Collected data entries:
PR #3051, opened 2024-08-09
feat: support 3rd party dashboard plugins (DHIS2-17283)

edoardo:
Implements [DHIS2-17283](https://dhis2.atlassian.net/browse/DHIS2-17283)

---

### Key features

1. add support for 3rd party dashboard plugins

---

### Description

Dashboard app should have support for custom plugins built with the DHIS2 tooling.
This assumes the plugin uses the platform's components that provide the postRobot communication compatible with this version of dashboard app.

---

### TODO

-   [x] fix Jest tests for AppItem
-   [ ] update min versions for analytics apps

---

### Known issues

-   [ ] tests pass but for AppItem an error happens on render (the updated snapshot makes the test pass)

> _Problem requirements_: Show every line from the entries that includes the word "support".

> _Output of the exercise_:
feat: support 3rd party dashboard plugins (DHIS2-17283)
1. add support for 3rd party dashboard plugins
Dashboard app should have support for custom plugins built with the DHIS2 tooling.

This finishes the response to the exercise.